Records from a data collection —

....

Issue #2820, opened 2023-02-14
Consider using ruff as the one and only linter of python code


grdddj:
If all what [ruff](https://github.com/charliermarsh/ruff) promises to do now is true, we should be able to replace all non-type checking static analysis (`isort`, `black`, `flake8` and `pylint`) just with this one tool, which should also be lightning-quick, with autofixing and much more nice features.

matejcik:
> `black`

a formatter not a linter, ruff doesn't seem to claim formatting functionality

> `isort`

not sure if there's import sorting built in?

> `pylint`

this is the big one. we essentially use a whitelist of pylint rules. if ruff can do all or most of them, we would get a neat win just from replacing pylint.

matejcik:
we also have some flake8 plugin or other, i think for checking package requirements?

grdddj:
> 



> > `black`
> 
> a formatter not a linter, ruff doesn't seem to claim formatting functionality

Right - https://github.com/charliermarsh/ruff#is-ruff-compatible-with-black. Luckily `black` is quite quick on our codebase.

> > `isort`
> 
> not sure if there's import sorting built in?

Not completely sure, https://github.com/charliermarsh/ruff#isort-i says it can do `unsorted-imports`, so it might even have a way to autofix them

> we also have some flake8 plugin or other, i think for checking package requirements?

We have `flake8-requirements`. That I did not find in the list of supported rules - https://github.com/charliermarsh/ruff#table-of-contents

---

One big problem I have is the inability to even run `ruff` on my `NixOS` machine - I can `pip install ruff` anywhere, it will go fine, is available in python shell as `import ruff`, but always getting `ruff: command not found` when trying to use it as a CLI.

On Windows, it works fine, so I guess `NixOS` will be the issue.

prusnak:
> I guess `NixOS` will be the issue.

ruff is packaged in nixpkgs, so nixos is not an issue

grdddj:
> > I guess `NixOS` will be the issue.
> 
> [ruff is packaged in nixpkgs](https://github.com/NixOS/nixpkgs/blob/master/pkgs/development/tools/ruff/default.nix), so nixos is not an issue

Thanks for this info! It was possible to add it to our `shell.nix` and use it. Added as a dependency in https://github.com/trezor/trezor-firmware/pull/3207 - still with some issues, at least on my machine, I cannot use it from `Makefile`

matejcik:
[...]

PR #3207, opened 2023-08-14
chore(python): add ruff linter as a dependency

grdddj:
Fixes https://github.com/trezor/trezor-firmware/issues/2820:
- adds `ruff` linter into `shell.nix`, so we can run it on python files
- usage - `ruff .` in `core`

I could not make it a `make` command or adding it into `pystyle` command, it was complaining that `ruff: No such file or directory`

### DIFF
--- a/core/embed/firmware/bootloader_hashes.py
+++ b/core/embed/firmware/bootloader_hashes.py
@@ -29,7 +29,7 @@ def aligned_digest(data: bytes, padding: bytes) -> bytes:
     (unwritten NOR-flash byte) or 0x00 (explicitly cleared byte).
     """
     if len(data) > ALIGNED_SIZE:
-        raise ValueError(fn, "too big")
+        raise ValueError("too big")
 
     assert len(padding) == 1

....

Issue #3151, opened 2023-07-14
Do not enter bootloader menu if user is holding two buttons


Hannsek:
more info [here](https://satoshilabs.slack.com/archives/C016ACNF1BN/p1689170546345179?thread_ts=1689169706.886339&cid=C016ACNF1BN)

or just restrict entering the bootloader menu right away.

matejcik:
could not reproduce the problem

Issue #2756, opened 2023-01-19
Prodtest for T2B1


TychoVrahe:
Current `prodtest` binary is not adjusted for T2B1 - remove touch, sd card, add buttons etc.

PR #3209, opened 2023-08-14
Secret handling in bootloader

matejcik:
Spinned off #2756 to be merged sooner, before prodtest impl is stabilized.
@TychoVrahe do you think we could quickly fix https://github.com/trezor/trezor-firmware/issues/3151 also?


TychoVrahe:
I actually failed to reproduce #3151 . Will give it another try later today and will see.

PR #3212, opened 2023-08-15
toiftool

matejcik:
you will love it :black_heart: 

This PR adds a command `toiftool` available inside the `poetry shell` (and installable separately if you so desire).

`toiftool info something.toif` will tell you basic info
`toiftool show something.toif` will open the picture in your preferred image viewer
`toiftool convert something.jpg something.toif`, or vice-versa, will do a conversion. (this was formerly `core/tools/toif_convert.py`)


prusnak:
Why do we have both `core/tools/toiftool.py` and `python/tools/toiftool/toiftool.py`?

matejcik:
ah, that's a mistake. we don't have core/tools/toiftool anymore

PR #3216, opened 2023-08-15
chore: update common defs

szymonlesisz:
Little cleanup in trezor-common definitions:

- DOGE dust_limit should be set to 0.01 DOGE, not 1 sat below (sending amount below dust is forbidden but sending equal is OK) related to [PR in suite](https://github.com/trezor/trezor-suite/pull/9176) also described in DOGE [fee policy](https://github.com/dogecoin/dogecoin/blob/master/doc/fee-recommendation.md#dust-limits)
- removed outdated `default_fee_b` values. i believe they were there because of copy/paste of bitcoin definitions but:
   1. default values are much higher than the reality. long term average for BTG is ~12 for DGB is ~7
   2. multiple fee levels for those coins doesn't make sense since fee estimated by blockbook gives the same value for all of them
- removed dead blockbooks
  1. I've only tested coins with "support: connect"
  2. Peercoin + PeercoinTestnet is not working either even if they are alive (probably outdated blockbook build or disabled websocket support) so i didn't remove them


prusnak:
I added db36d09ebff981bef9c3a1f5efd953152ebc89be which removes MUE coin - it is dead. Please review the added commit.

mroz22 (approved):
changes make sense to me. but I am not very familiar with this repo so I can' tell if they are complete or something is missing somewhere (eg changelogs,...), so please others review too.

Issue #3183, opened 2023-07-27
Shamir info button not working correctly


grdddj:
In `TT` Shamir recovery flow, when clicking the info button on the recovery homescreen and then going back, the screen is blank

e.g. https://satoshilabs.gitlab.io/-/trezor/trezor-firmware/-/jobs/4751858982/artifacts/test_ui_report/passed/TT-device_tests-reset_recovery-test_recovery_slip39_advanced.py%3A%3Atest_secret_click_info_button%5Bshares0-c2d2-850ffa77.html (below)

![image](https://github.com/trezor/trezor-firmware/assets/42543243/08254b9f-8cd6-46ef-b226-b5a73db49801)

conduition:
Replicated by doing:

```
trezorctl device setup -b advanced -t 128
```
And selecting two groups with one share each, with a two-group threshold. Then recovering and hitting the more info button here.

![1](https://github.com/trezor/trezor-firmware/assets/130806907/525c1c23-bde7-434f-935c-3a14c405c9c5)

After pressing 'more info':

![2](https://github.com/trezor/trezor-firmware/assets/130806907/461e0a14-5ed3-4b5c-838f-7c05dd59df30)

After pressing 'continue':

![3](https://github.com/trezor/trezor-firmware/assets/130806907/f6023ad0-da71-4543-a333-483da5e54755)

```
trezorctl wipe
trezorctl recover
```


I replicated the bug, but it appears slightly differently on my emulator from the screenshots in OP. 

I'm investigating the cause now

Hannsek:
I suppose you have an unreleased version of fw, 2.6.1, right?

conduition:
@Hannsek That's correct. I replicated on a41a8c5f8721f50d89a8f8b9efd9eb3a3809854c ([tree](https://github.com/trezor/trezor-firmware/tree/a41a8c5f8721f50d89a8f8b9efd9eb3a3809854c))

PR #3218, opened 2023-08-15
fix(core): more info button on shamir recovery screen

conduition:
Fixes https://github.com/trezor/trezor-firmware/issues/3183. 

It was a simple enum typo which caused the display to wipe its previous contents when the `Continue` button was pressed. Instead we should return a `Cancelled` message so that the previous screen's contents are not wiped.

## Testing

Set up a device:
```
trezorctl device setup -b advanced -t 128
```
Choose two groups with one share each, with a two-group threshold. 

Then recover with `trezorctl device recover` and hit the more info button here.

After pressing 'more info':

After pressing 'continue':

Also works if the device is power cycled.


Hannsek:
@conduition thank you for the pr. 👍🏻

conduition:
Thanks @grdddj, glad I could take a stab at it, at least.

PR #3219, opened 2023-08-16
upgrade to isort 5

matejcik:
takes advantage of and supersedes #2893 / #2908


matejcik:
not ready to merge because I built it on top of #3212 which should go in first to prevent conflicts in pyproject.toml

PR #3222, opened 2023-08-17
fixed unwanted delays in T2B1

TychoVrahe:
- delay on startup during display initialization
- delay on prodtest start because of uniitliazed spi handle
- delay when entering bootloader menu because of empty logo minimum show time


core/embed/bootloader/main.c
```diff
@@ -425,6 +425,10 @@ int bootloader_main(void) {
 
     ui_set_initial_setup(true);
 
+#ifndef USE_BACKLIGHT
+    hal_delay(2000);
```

....

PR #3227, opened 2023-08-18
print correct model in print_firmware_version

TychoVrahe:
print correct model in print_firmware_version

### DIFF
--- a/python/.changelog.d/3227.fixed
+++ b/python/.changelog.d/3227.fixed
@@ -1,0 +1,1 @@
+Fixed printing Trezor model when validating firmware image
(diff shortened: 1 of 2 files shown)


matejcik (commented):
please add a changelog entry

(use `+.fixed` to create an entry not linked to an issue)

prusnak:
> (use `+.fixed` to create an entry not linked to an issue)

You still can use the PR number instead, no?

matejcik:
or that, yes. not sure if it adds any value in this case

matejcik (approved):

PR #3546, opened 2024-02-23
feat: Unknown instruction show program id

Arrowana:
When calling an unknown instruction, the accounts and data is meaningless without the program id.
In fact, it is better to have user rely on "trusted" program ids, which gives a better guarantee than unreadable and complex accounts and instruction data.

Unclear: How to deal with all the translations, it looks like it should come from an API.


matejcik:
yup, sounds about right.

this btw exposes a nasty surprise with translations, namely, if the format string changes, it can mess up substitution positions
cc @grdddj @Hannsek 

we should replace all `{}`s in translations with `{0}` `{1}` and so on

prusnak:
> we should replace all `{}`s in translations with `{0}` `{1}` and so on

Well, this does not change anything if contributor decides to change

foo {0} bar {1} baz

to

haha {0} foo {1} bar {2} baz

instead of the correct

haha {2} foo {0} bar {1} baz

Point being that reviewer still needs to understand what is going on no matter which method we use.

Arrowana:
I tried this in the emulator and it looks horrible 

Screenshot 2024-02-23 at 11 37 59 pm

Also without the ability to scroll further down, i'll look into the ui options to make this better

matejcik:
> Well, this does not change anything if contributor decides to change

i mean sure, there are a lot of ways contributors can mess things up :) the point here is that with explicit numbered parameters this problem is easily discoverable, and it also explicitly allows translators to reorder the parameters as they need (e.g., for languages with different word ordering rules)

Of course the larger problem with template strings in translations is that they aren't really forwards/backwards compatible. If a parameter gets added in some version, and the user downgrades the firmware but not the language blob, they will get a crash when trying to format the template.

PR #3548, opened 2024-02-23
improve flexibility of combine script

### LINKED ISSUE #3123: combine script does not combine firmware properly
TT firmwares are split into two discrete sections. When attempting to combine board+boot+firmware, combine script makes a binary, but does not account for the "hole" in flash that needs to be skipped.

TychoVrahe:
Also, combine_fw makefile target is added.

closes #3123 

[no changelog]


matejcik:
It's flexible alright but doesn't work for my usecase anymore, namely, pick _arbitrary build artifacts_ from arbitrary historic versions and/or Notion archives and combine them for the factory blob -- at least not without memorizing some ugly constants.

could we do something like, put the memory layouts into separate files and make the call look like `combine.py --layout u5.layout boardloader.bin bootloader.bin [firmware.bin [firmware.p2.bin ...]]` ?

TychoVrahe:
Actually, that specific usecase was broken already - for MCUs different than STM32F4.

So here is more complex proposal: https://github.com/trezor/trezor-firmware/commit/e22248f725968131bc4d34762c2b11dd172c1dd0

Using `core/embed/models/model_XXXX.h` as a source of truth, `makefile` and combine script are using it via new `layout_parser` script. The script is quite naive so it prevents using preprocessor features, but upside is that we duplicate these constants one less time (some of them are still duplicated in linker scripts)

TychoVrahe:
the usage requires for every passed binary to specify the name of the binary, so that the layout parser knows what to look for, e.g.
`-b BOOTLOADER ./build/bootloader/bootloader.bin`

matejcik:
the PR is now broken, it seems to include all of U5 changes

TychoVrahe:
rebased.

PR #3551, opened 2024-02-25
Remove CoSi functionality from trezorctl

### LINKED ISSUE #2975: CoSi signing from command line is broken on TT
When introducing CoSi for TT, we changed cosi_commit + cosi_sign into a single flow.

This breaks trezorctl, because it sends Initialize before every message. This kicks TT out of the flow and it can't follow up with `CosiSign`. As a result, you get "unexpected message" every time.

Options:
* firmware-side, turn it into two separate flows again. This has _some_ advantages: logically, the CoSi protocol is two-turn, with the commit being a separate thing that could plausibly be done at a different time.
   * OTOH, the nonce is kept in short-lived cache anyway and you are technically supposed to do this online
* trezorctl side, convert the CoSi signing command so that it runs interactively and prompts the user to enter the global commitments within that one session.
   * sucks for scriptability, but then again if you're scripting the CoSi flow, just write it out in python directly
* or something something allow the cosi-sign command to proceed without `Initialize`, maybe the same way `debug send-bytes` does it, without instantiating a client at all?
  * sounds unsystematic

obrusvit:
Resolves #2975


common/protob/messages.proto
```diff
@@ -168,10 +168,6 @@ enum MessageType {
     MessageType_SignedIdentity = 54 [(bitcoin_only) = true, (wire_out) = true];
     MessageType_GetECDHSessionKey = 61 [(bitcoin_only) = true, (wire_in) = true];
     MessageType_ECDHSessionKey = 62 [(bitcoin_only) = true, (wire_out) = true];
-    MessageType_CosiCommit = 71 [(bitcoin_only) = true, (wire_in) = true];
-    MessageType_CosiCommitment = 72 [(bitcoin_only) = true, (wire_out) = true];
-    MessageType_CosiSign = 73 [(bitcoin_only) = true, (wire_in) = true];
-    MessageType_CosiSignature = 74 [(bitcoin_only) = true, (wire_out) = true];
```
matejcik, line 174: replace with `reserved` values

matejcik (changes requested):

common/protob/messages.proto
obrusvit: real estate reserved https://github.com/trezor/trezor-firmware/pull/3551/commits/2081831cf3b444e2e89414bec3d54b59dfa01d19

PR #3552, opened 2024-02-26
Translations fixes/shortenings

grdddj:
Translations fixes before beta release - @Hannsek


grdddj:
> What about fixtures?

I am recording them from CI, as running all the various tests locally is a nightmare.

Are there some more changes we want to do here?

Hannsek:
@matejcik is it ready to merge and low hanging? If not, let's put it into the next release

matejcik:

....

Directions for this task —
Each line of the data that contains "plugin" belongs in the answer.

Answer to this exercise —
we also have some flake8 plugin or other, i think for checking package requirements?
> we also have some flake8 plugin or other, i think for checking package requirements?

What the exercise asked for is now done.